Some advisers are even getting employees to read and sign AI usage guidelines as part of their employment contracts. Mumbai-based Dhruva Advisors, which recently received a strategic investment from Ryan Llc, a US-based global tax services and software provider, is one such firm. “About two years ago, we added guidelines on how to use AI in our employee manual, which is given to an employee at the time of signing the employment agreement. Abuse of these guidelines is a red line,” said Dinesh Kanabar, chief executive officer (CEO) of the firm.
Kanabar said Dhruva has 43 partners and over 3,000 clients. The tax advisory company relies heavily on AI for research from its own database, and even brought in an AI expert to train partners on writing better prompts for more accurate results. However, these results must be manually validated and cannot be used as they are, it claims.
The CEO warns that advisory services need to sharpen their specialization skills—or risk becoming disposable. “Generic consultation as we know it will go away, and the rates for that will become zero. But will the consultation market become redundant? No. It will just demand higher intellectual input,” Kanabar said.
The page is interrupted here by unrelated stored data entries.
PR #1304, opened 2019-11-27
fixes for the template plugin page

### LINKED ISSUE #492: Problem with page plugins/template.md
More example would be useful for custom template.

Missing also example of making snippet:
https://www.tinymce.com/docs/plugins/template/#makingsnippets

And here for custom variable there is not explained how to render them using {$varName}: https://www.tinymce.com/docs/plugins/template/#example

I just found on bottom under making snippet, but without that I was trying how to render variable "username" and "staffid" of the examples.

> *affected page: https://www.tinymce.com/docs/plugins/template/*

tylerkelly13:
Fixes #492

### DIFF
--- a/plugins/template.md
+++ b/plugins/template.md
@@ -323,15 +323,13 @@ This is the contents your backend page should return if you specify a URL in the
 ```json
 [
   {"title": "Some title 1", "description": "Some desc 1", "content": "My content"},
-  {"title": "Some title 2", "description": "Some desc 2", "url": "development.html"}
+  {"title": "Some title 2", "description": "Some desc 2", "url": "development.php"}
 ]
 ```
 
-### Making Templates
+### Making Template Files
 
-A template is a _file_ with a `div` containing the template data. All `html` outside the `div` will simply be presented to the user in the preview frame.
-
-Each template needs to be inside of a div with the `mceTmpl` class, like this example:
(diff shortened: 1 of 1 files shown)


plugins/template.md
```diff
@@ -353,8 +351,27 @@ Each template needs to be inside of a div with the `mceTmpl` class, like this ex
 
 ### Making Snippets
 
-Snippets are `html` code chunks that can be inserted. Replace variables will only be executed upon insert, without being wrapped in a template `div` element. So if you define `somevar1` in `template_replace_values` array it will be replaced on preview and insert.
+Snippets are `html` code chunks that can be inserted. Replace variables will only be executed upon insert, without being wrapped in a template `div` element. So if you define a variable in with [`template_replace_values`](#template_replace_values) it will be replaced on insert.
```
metricjs: "in with"?

plugins/template.md
```diff
@@ -329,9 +329,7 @@ This is the contents your backend page should return if you specify a URL in the
 
 ### Making Templates
```
metricjs: Should these headings become something like "Making Template Files" and "Making Inline Templates"? Idk what language we use elsewhere but these mean basically nothing to me

metricjs: And reference the content/url thing or whatever it is?

plugins/template.md
tylerkelly13: fixed

plugins/template.md
tylerkelly13: fixed

PR #1307, opened 2019-11-29
Improve the description of valid_styles

### LINKED ISSUE #646: Problem with page configure/content-filtering.md
The default is not specified. It's probably 'allow all', but it's unsure.

> *affected page: https://www.tinymce.com/docs/configure/content-filtering/*

tylerkelly13:
Fixes #646

### DIFF
--- a/_includes/configuration/valid-styles.md
+++ b/_includes/configuration/valid-styles.md
@@ -1,8 +1,8 @@
 ## valid_styles
 
-This option allows you to specify the available styles for each element. This option also forces the ordering of the styles. To use this option, specify the element name, then the allowed styles or `*` for all elements.
+To use this option, specify an object containing a mapping of element names to allowed styles. To specify the allowed styles for all elements, use `*` as the element name.
 
-By default, `valid_styles` is undefined, therefore all styles are valid. If a [`schema`](#schema) is set, `valid_styles` will override relevant parts of the `schema`.
+By default, all styles are allowed unless `valid_styles` or `invalid_styles` is configured.
 
 **Type:** `Object`
 
--- a/_includes/configuration/valid-styles.md
+++ b/_includes/configuration/valid-styles.md
@@ -1,6 +1,8 @@
 ## valid_styles
 
-This option enables you specify the available styles for each element. This means you can force ordering and only specific styles will be valid within style attribute values. Specify the element name, then it's styles or `*` for all elements.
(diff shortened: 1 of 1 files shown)


_includes/configuration/valid-styles.md
```diff
@@ -1,6 +1,8 @@
 ## valid_styles
 
-This option enables you specify the available styles for each element. This means you can force ordering and only specific styles will be valid within style attribute values. Specify the element name, then it's styles or `*` for all elements.
+This option allows you to specify the available styles for each element. This option also forces the ordering of the styles. To use this option, specify the element name, then the allowed styles or `*` for all elements.
+
+By default, `valid_styles` is undefined, therefore all styles are valid. If a [`schema`](#schema) is set, `valid_styles` will override relevant parts of the `schema`.
```
lnewson: The default at all times is to allow all styles, the only time that isn't the case is when `valid_styles` or `invalid_styles` is set. It really has nothing to do with the schema, as that only applies when manually instantiating `tinymce.dom.Styles`, but that doesn't apply to this setting.

lnewson: As such I think you can just say something like this instead maybe?

```By default all styles will be allowed, unless `valid_styles` or `invalid_styles` is configured.```

File: _includes/configuration/valid-styles.md [hunk 2]
```diff
@@ -1,6 +1,8 @@
 ## valid_styles
 
-This option enables you specify the available styles for each element. This means you can force ordering and only specific styles will be valid within style attribute values. Specify the element name, then it's styles or `*` for all elements.
+This option allows you to specify the available styles for each element. This option also forces the ordering of the styles. To use this option, specify the element name, then the allowed styles or `*` for all elements.
```
lnewson: This is a bit confusing to me, as is the asterisk referring to the element name or the styles list? I know it's the former but given it's directly after the mention of "styles" it sounds like the asterisk applies to the styles.

So may be something like this instead?
```
To use this option, specify an object containing a mapping of element names to allowed styles. To specify the allowed styles for all elements use `*` as the element name.
```

_includes/configuration/valid-styles.md
tylerkelly13: fixed

_includes/configuration/valid-styles.md
tylerkelly13: fixed

PR #1310, opened 2019-12-02
Add note about HTML3 to legacyoutput plugin

tylerkelly13:


plugins/legacyoutput.md
```diff
@@ -8,7 +8,9 @@ keywords: legacyoutput filter content cms email flash
 
 The `legacyoutput` plugin changes TinyMCE's output, producing legacy elements such as `font`, `b`, `i`, `u`, `strike`, and use `align` attributes.
 
-This plugin can be useful if you want to use TinyMCE in an HTML mail client or to render contents to Flash.
+> **Important**: This plugin changes the editor content to HTML3. Using this plugin will greatly reduce the functionality of the editor.
```
metricjs: I feel like "This plugin changes the editor content to HTML3" maybe doesn't give enough details, but I'm not sure what else it should say.

lnewson: Also does it actually change the content? I thought it only created new content as HTML 3, but I'm not certain on that.

lnewson: Looking more, it looks like it really only just makes it so that formatting (eg bold, italic, etc...) will be applied using HTML 3 markup and that's really all it does.

plugins/legacyoutput.md
```diff
@@ -8,7 +8,9 @@ keywords: legacyoutput filter content cms email flash
...
+
+This plugin can be useful if you want to use {{site.productname}} in an HTML mail client or to render contents to Flash.
```
lnewson: Also, I don't think this part is accurate anymore. Maybe it should say `legacy HTML mail clients`?

plugins/legacyoutput.md
tylerkelly13: Fixed?

plugins/legacyoutput.md
tylerkelly13: Fixed?

PR #1319, opened 2019-12-10
TinyMCE 5.1 documentation release

tylerkelly13:


_includes/codepens/basic-example/index.js
```diff
@@ -12,7 +12,7 @@ tinymce.init({
   ' alignright alignjustify | bullist numlist outdent indent |' +
   ' removeformat | help',
   content_css: [
-    '//fonts.googleapis.com/css?family=Lato:300,300i,400,400i',
-    '//www.tiny.cloud/css/codepen.min.css'
+  '//fonts.googleapis.com/css?family=Lato:300,300i,400,400i',
```
lnewson: The padding probably shouldn't have been removed here, as it's inside an array so it should be indented.

tylerkelly13: fixed by https://github.com/tinymce/tinymce-docs/pull/1319/commits/be9c330cb1666857f3d429453f8a8419212eb340

PR #1347, opened 2019-12-23
Updated hr.md

rmagon:
The plugin description says that it adds a toolbar button, so it feels like it adds the button by default. Instead, we need to add the 'hr' string to `toolbar`


tylerkelly13:
Thanks for fixing that up @rmagon!

PR #1349, opened 2020-01-08
TINY-3917: Added docs for the new placeholder setting

lnewson:


_includes/configuration/placeholder.md
```diff
@@ -0,0 +1,16 @@
+## placeholder
+
+This option adds placeholder content that will be shown when the editor is empty.
+
+Alternatively, the `placeholder` attribute on the original DOM element can be used instead, if the placeholder setting isn't specified.
```
EkimChau: nice!

spocke: Is the commas really needed here it's not an insertion?

tiny-james: I would rephrase it to:
`Alternatively, the \`placeholder\` attribute on the original DOM element will be used when the placeholder setting isn't specified.`

lnewson: I did consider that, but I wanted it to be phrased so that it's something the user should add if they want this, not that it's a fallback.

tylerkelly13: `If the placeholder setting isn't specified, the `placeholder` attribute on the original DOM element will be used.`
???

lnewson: That's exactly what I didn't want it to say though? It should be that you can add it not, that it'll fallback.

Bain claims to have guardrails in place for the responsible use of AI. “We’ve embedded an AI responsible use policy across our teams and offices worldwide,” said Unnikrishnan.
A senior consultant at BCG said that when he goes for client meetings, the deck slides must show which AI tools were used to prepare a presentation. “Clients also use AI now to prepare their questions, and I have to be ready—I cannot blame AI for my error,” he told Mint on condition of anonymity.
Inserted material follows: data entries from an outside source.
PR #4153, opened 2026-07-01
75549, Cannot read property 'setActionVisible' of undefined

milotalon:
Root Cause:
This was a regression from the Rhino → GraalJS scripting engine migration. The "viewsheet" object exposed to scripts is a ViewsheetScope, which resolves assembly references (e.g. Chart1) through its getMember() method. Under Rhino, "viewsheet" was a Scriptable, so viewsheet['Chart1'] routed through get(String) and returned the assembly scriptable.

Under GraalJS, the ViewsheetScope global was published to the script bindings as a raw host object (bypassing the ScopeProxy adapter). As a result, GraalJS resolved viewsheet['Chart1'] via Java HostAccess reflection — looking for a Java member literally named "Chart1", which does not exist — so it returned undefined. Calling .setActionVisible('Brush', false) on undefined then threw the TypeError. (Unqualified access such as Chart1.setActionVisible(...) still worked because it resolves through the scope chain rather than the "viewsheet" global, which is why only the viewsheet[...] / viewsheet.<name> form was broken.)

Fix:
Route script globals through the central ScriptValueConverter.toGuest() adapter when publishing them to the GraalJS bindings (in GraalJavaScriptEngine.put() and the initScope() vars loop), so a ScriptScope such as ViewsheetScope is wrapped as a ScopeProxy and member/bracket access is bridged to getMember()/hasMember() — restoring the original Rhino behavior. Made the conversion symmetric by unwrapping ScopeProxy/ArrayProxy back to the underlying scope in ScriptValueConverter.toHost(), so Java-side callers reading the global back (e.g. ViewsheetScope in CalcTableLens) continue to receive the real scope object. This also fixes the same latent issue for the other scope globals (worksheet, pviewsheet, etc.).

### DIFF
--- a/core/src/main/java/inetsoft/util/script/graal/GraalJavaScriptEngine.java
+++ b/core/src/main/java/inetsoft/util/script/graal/GraalJavaScriptEngine.java
@@ -122,7 +122,7 @@ public class GraalJavaScriptEngine implements AutoCloseable {
          Value bindings = context.getBindings("js");
 
          for(Map.Entry<String, Object> e : vars.entrySet()) {
-            bindings.putMember(e.getKey(), e.getValue());
+            bindings.putMember(e.getKey(), ScriptValueConverter.toGuest(e.getValue()));
          }
       }
 
@@ -730,7 +730,7 @@ public class GraalJavaScriptEngine implements AutoCloseable {
 
       try {
          if(context != null) {
-            context.getBindings("js").putMember(name, value);
+            context.getBindings("js").putMember(name, ScriptValueConverter.toGuest(value));
          }
       }
       finally {
--- a/core/src/main/java/inetsoft/util/script/graal/ScriptValueConverter.java
+++ b/core/src/main/java/inetsoft/util/script/graal/ScriptValueConverter.java
@@ -123,18 +123,16 @@ public final class ScriptValueConverter {
 
       // proxy/host wrappers and plain objects: hand back the raw value's
       // host object if present, else the Value itself for member access.
-      // Unwrap our own scope adapters back to the underlying ScriptScope so
-      // toHost is symmetric with toGuest (e.g. env.get("viewsheet") returns the
-      // real ViewsheetScope, not the ScopeProxy bridge).
+      // Unwrap a ScopeProxy back to the underlying ScriptScope so toHost is
+      // symmetric with toGuest (e.g. env.get("viewsheet") returns the real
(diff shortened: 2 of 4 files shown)


milotalon:
Thanks for the review. Addressed both points in 35c44d10d:

- **Regression tests added.** `GraalJavaScriptEngineScopeTest.publishedScopeGlobalResolvesBracketAndDotAccess` reproduces #75549 by publishing a `ScriptScope` global and asserting `viewsheet['Chart1']` / `viewsheet.Chart1` resolve (not `undefined`). `ScriptValueConverterTest.scopeProxyUnwrapsToUnderlyingScope` locks in the `toGuest`→`toHost` `ScopeProxy` round-trip that `CalcTableLens` relies on.
- **Style nit.** Switched `toHost` to Java 21 pattern-matching `instanceof`. While doing so I found the `ArrayProxy` unwrap branch was actually unreachable — `ArrayProxy` is a `ProxyArray`, so it's intercepted by the earlier `hasArrayElements()` branch and never reaches `isProxyObject()`. Removed it as dead code (only `ScriptScope`/`ScopeProxy` globals are ever read back). All 12 tests in the two touched classes pass.

jshobe-inetsoft (approved):
Approving based on Claude's code review (marked as resolved) which found no blocking issues. All checks pass.

jshobe-inetsoft (changes requested):
This PR has merge conflicts with the base branch that prevent it from being merged. Please rebase on main and resolve the conflicts.

milotalon:
Good catch — you're right, and my earlier "dead code" reasoning was circular: the `ArrayProxy` branch was only unreachable *because* of the reorder in that same commit. Fixed in b87f638c4:

- Restored the `isProxyObject()` check **above** `hasArrayElements()` and brought back the `ArrayProxy` unwrap branch, so an `ArrayProxy`-wrapped `ScriptArrayScope` (which is a `ProxyArray`) is unwrapped back to the live scope instead of being flattened into an `Object[]` copy — restoring `toGuest`/`toHost` symmetry for array-shaped scope globals.
- Kept the Java 21 pattern-matching `instanceof` style.
- Added `ScriptValueConverterTest.arrayScopeProxyUnwrapsToUnderlyingScope`, which forces an `ArrayProxy` via `toGuest`/`putMember`/`getMember` and asserts `toHost` returns the same instance (mirroring the existing `scopeProxyUnwrapsToUnderlyingScope`).

jshobe-inetsoft (approved):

A senior consultant at BCG said that when he goes for client meetings, the deck slides must show which AI tools were used to prepare a presentation.
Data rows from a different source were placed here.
PR #4155, opened 2026-07-02
unit cases for viewer

sarapeng86:


sarapeng86:
**Code Review (posted via API — GitHub does not allow submitting a formal review on your own PR, so this is a regular comment with the same content and verdict: request changes)**

## Summary

This is a large, pure test-migration PR: 60 files changed (+21,447/-1,963), converting legacy Angular `TestBed`-based `.spec.ts` unit tests to Angular Testing Library `.tl.spec.ts` tests across the chart, calendar, combo-box, image/text, range-slider/slider/spinner, and submit/tab/calctable/text-input/viewsheet component groups, plus a progress-tracker doc update. No production source files are touched, so there's no runtime/security/backward-compat risk — the review below is scoped entirely to test correctness and coverage.

All CI checks are green (`build`, `Semgrep Scan`, `Semgrep OSS`, `claude-review`) and the branch has no merge conflicts (`mergeable_state: clean`).

I reviewed every changed file against this repo's `.tl.spec.ts` test-quality checklist (specific-value assertions, per-branch `&&`/`||` coverage, mock lifecycle hygiene, no dropped legacy coverage) and cross-checked assertions against the actual production component source. Most of the PR is excellent — the chart (`ChartArea`/`ChartAxisArea`/`ChartLegendContainer`/`ChartPlotArea`), calendar, combo-box/mini-menu/vs-line (aside from one item below), and submit/tab/calctable/text-input/viewsheet groups all check out cleanly, including correctly preserving previously-identified real production bugs as documented `it.fails` blocks and porting forward a real-geometry integration test that the old `chart-plot-area.component.spec.ts` never actually ran (`it.skip`).

A few concrete issues turned up that are worth fixing before merge:

### Should fix

1. **Un-cleaned `document.cookie` override causes order-dependent test pollution** — `web/projects/portal/src/app/vsobjects/objects/output/text/vs-text.component.interaction.tl.spec.ts:1167`
   The `"should sanitize and post external urls..."` test does:
   ```ts
   Object.defineProperty(document, "cookie", { value: "XSRF-TOKEN=test-token", configurable: true });
   ```
   with no `try/finally` or reset. The very next test, `"should post a single url update to the iframe via processUpdateExternalUrlCommand"`, sets no cookie of its own but must assert `token: expect.any(String)` instead of an exact value — because it actually receives the leaked `"test-token"` from the prior test (production code reads it via `parseCookieValue(this.document.cookie, "XSRF-TOKEN")`). This is a real cross-test dependency masked by a vague matcher; running the second test in isolation would produce a different (probably empty) token and could fail. Please restore `document.cookie` after the first test (or scope the mock) and assert the second test's `token` value exactly.

2. **Dropped DOM regression coverage for range-slider** — `vs-range-slider.component.{display,interaction,risk}.tl.spec.ts`
   The deleted `vs-range-slider.component.spec.ts` had two real-DOM regression tests tied to specific bugs: **Bug #18972** ("should apply format on rangeslider" — asserts the rendered `div.vs-range-slider-body` picks up `text-decoration: underline` from `objectFormat`) and **Bug #20993** ("should display in correct position" — asserts actual rendered `top` styles across 5 elements: `.range-slider`, `.range-line`, `.current-value`, `.range-value.range-right`, `.range-value.range-left`). None of the three new range-slider spec files render a real fixture (no `TestBed`/`render`/`querySelector` anywhere in the directory) — the new `display` spec only asserts `comp.sliderTop` as a plain TS number, which verifies the computation but not that the template actually binds it (or the other 4 elements) correctly. This is exactly the class of regression those two bug-tests existed to catch.
   For comparison, the sibling `vs-slider.component.tl.spec.ts` (Group 11) explicitly keeps a real `TestBed`-rendered block "because these assertions are about real template output that cannot be observed on a directly-instantiated component" and ports all 3 legacy DOM tests verbatim. Please apply the same treatment to range-slider (or explicitly document why it's out of scope, the way the spinner spec does for its exclusions).

3. **Weak assertion contradicts its own comment** — `web/projects/portal/src/app/vsobjects/objects/slider/vs-slider.component.tl.spec.ts:295`
   ```ts
   // incCount = ceil((100-0)/20) = 5 → ticks at i=0..5 = 6 entries
   expect(comp.ticks.length).toBeGreaterThan(0);
   ```
   The comment computes the exact expected value (6, confirmed correct against `getTicks()`), but the assertion only checks `> 0`, so it would still pass if tick generation regressed to producing e.g. 2 or 20 ticks. Should be `toBe(6)`.

4. **Vague assertion doesn't verify the payload** — `web/projects/portal/src/app/vsobjects/objects/combo-box/vs-combo-box.component.interaction.tl.spec.ts:429-431`
   ```ts
   expect(socket.sendEvent).toHaveBeenCalledWith(
      "/events/vsview/object/model", expect.objectContaining({}));
   ```
   `expect.objectContaining({})` matches any object, so this only verifies the event URL, not that `GetVSObjectModelEvent` was built with the right assembly name. Every sibling assertion in the same file specifies concrete fields (e.g. the test right above uses `expect.objectContaining({ assemblyName: "Combo1", value: "B" })`) — this one should do the same (e.g. `expect.objectContaining({ name: "Combo1" })`).

### Nits (non-blocking)

- `vs-slider.component.tl.spec.ts:46` imports `TestUtils` but never uses it (the helper factories are used instead) — will trip lint on unused vars.
- `web/docs/superpowers/specs/test-prescan/viewer-prescan-2026-06-08.md`: three rows (`DateComparisonIntervalPaneComponent`, `HierarchyEditor`, `ChartPropertyDialog`) have their 状态 (status) column set to `✅ 推进`, which isn't one of the doc's own valid status values (`待审核`/`✅已测试`/`⏭已跳过`/`⏸️暂缓`) — looks like a copy-paste from the adjacent 建议 column. Pre-existing issue touched incidentally by this diff's reflow, not introduced by this PR's actual test work, but worth a follow-up fix since it silently falls out of both the "tested" and "pending" buckets in the progress header.

## Verdict

Requesting changes — mainly for item #2 (a real, named-bug regression-coverage gap) and item #1 (a latent flaky/order-dependent test). Items #3–#4 are small but should be quick fixes. Everything else in this large PR is solid work.

bonnieshi43 (approved):

PR #4157, opened 2026-07-02
Add viewer unitcase v0

bonnieshi43:


bonnieshi43 (commented):
## Summary

This PR is a large, welcome expansion of frontend test coverage: it converts ~30 `binding`/`vsview`/`ckeditor-wrapper` component test suites from `TestBed`-based `*.spec.ts` to `@testing-library/angular`-based `*.tl.spec.ts` tests, adds a new `viewerHandlers` MSW mock file, and fixes a small dead-code bug in `GeoMappingDialog.checkDuplicateMapping()` along the way. The internal test-prescan tracker (`viewer-prescan-2026-06-08.md`) is updated to reflect progress from 47/142 → 74/142 components tested, which is real progress if the tests are correct.

I ran the actual test suite locally (`ng run portal:test-tl`) against this branch to verify the new tests before reviewing further, since `test:portal:tl` is not currently wired into CI (`npm run test` / `npm run verify` only run `test:portal`, `test:em`, and `test:em:tl` — see `web/package.json`). That means the green "build" check on this PR does **not** exercise these new files at all.

## Blocking issues

### 1. A significant number of the newly-added test files fail when actually executed

Running `npx ng run portal:test-tl --watch=false` on this branch, **8 of the 11 failing test files in the whole TL suite are files added by this PR**, both when run in isolation and together:

| File | Result (isolated run) |
|---|---|
| `chart/field/chart-fieldmc.component.display.tl.spec.ts` | 7/45 failed |
| `chart/field/chart-fieldmc.component.interaction.tl.spec.ts` | 2/19 failed |
| `chart/aesthetic/categorical-color-pane.risk.tl.spec.ts` | 3/4 failed |
| `chart/aesthetic/color-field-mc.component.tl.spec.ts` | 3/10 failed |
| `chart/aesthetic/linear-color-pane.component.tl.spec.ts` | 3/9 failed |
| `chart/aesthetic/shape-field-mc.component.tl.spec.ts` | 6/11 failed |
| `chart/aesthetic/text-field-mc.component.tl.spec.ts` | 5/7 failed |
| `vsview/view/calc-table-cell.component.tl.spec.ts` | fails when run alongside the aesthetic suite (NG0201 `NullInjectorError` on `ChartFieldmc`) |

These are not flaky/order-dependent — most reproduce consistently in complete isolation. A few concrete root causes:

- `color-field-mc.component.tl.spec.ts` → `TypeError: editorService.getCustomChartFrames is not a function` — the mock editor service used in the test harness doesn't implement `getCustomChartFrames()`, which `CategoricalColorPane`'s constructor calls unconditionally when it's rendered as a child.
- `color-field-mc.component.tl.spec.ts` ("aggregate sync") → `fixture.componentInstance.ngOnChanges(null)` throws `TypeError: Cannot read properties of null (reading 'measure')` inside `getEditPaneId()` — calling the lifecycle hook directly with `null` isn't a valid `SimpleChanges` value and crashes downstream code.
- `chart-fieldmc.component.display.tl.spec.ts` "Group 13 — getDisplayLabel" asserts against `chartFieldComboLabel(container)` expecting a value derived from the private `getDisplayLabel()` method, but that method is dead code — it isn't called anywhere else in `chart-fieldmc.component.ts` or its template — so the assertion is checking something unrelated to what's rendered (`"state"` vs the expected `"State View"`).
- Multiple `chartTypeButton(container)` / `chartFieldEditIcon(container)` assertions return `null` (e.g. Group 9 "should allow editing cube measures on SQL Server", Group 12 binding/chart getters), meaning the test's setup doesn't actually cause the expected element to render.

Since `test:portal:tl` isn't wired into `npm run verify`/CI, none of this is caught by "Validation Build". Merging as-is means the freshly-added coverage (and the "✅已测试" marks in the prescan doc for `ChartFieldmc`, `ColorFieldMc`, `LinearColorPane`, `ShapeFieldMc`, `TextFieldMc`, `CategoricalColorPane`, `CalcTableCellComponent`) is misleading — those suites don't currently pass.

### 2. Unexplained `it.skip` added for CVA contract coverage

`ckeditor-wrapper.component.tl.spec.ts` has:

```ts
it.skip("should update disabled state via setDisabledState", async () => {
```

(added in the "skip case" commit, replacing a previously-enabled test). There's no comment explaining why it was skipped instead of fixed — it silently drops coverage of the `ControlValueAccessor.setDisabledState` contract while the prescan doc still marks `CkeditorWrapperComponent` as "✅已测试 (11 tests)", which overstates what's actually verified.

## Non-blocking observations

- **Good fix**: `GeoMappingDialog.checkDuplicateMapping()` (`geo-mapping-dialog.component.ts`) had dead code — it set `dupMapping = null` when there were no manual mappings, then unconditionally overwrote that assignment a few lines later regardless of duplicates found. The PR removes the dead early-null and instead makes the final assignment conditional (`Object.keys(dupMapping).length > 0 ? dupMapping : null`), which is a real, small correctness fix. It's covered by the new `geo-mapping-dialog.component.tl.spec.ts` ("should clear dupMapping when there are no manual mappings").
- `web/mocks/handlers/viewer.handlers.ts` is well-organized, each handler has a comment pointing at the calling site, and mirrors the existing project convention for MSW handlers.
- The large `*.spec.ts` → `*.tl.spec.ts` migrations that do pass look reasonable in structure (risk-tiered `describe` groups, comments noting what's explicitly out of scope per pass).

## Recommendation

Requesting changes because:
- Several newly-added test files fail when actually run (not caught today only because `test:portal:tl` isn't wired into CI) — see item 1.
- An unexplained `it.skip` silently removes coverage that the tracking doc still claims exists — see item 2.

Please fix (or remove/re-scope) the failing assertions in the `chart-fieldmc`, aesthetic-editor (`color-field-mc`, `linear-color-pane`, `shape-field-mc`, `text-field-mc`, `categorical-color-pane.risk`), and `calc-table-cell` TL specs, and either fix or document-and-track the skipped `ckeditor-wrapper` test, before merging.

jshobe-inetsoft (approved):

jshobe-inetsoft (dismissed):
This PR has merge conflicts with the base branch that prevent it from being merged. Please rebase on main and resolve the conflicts.

fredaan (approved):

PR #4161, opened 2026-07-04
feat(wiz): numericBin dimension directive → Range@ bin (faceted histogram support)

larryliang-inetsoft:
## What

Add a `numericBin` directive to the wiz chart-binding dimension model so an explicit `apply_binding` can request a numeric **range bin** (`Range@<field>`) on a dimension — the same auto-interval mechanism the lone-measure histogram (`HistogramChartFilter`) already uses.

This unblocks a **faceted binned histogram** ("distribution of a numeric measure split by a category") in the wiz-services layer, which previously wasn't expressible: the recommender only synthesizes the `Range@` bin when the measure is bound alone, and silently groups + `Sum`s once a real dimension is added.

## Changes (additive, recommender untouched)

- `DimensionFieldInfo`: new `numericBin` boolean (default false).
- `WizardRecommenderUtil.applyNumericBin(VSDimensionRef)`: static, idempotent — prefixes `groupColumnValue` with `Range@` unless already prefixed; no-op on blank base.
- Wired into both binding paths:
  - explicit `apply_binding` — `WizVsService.createVSChartDimensionRef` (beside the existing `dateGroupLevel`/`ranking` handling; also stamps the ref dataType from the field type).
  - recommender/fieldConfig — `WizAutoBindingService.applyFieldConfig` (right after `applyDateGroup`).
- Unit test `WizardRecommenderUtilTest` (3 cases: prefixes `Range@`; idempotent; no-op on blank).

BCG did not respond to queries from this publication.
Interestingly, it’s not just consulting that’s grappling with the extent of AI use and disclosure. The legal sector, too, is under scrutiny for how much of its case analysis is AI-driven versus bespoke work done by its lawyers. Clients of law firms have begun demanding similar clarity on AI-powered tools.
Consulting firms may soon need to conduct a quick SWOT analysis on their own future. Clients now expect more, and the entire suite of services will need customization. AI will remain an integral part of their work—but clients and consultants alike will have to decide how much AI is too much.
The same month that Deloitte released its revised study, B-schools in India saw an influx of consulting firms recruiting students for summer internships. Clients now want more hands on deck as businesses are transformed by AI. It is a tad ironic that the consultancies are expanding their teams because of AI-driven demand—while being questioned on how much of their own work has been done by AI.